Dataset entries –
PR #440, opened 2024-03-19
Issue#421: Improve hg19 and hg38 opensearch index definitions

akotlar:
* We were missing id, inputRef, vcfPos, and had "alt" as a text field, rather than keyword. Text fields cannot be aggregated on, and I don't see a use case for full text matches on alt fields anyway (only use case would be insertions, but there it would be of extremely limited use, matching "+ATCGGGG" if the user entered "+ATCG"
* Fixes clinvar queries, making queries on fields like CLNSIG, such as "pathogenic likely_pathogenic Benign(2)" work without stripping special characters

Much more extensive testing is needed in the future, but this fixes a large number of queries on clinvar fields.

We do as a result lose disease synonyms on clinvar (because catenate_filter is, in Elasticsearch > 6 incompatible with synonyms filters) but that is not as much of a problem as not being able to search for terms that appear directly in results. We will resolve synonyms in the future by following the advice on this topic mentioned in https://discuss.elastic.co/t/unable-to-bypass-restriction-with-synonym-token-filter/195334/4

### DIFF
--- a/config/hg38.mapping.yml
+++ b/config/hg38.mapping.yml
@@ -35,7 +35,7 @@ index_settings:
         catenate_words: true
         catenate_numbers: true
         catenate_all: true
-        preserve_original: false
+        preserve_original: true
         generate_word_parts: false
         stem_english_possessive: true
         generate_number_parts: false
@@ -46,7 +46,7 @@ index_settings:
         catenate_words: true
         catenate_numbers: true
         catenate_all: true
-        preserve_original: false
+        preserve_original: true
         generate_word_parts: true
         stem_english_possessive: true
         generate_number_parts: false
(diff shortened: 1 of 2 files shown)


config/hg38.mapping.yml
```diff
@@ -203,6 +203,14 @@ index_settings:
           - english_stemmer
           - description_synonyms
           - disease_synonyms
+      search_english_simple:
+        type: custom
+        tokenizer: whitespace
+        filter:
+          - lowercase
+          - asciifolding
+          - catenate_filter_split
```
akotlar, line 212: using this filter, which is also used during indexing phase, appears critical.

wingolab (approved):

To do – Lines with "queries" in the records above: copy every one of them.

Exercise solution –
* Fixes clinvar queries, making queries on fields like CLNSIG, such as "pathogenic likely_pathogenic Benign(2)" work without stripping special characters
Much more extensive testing is needed in the future, but this fixes a large number of queries on clinvar fields.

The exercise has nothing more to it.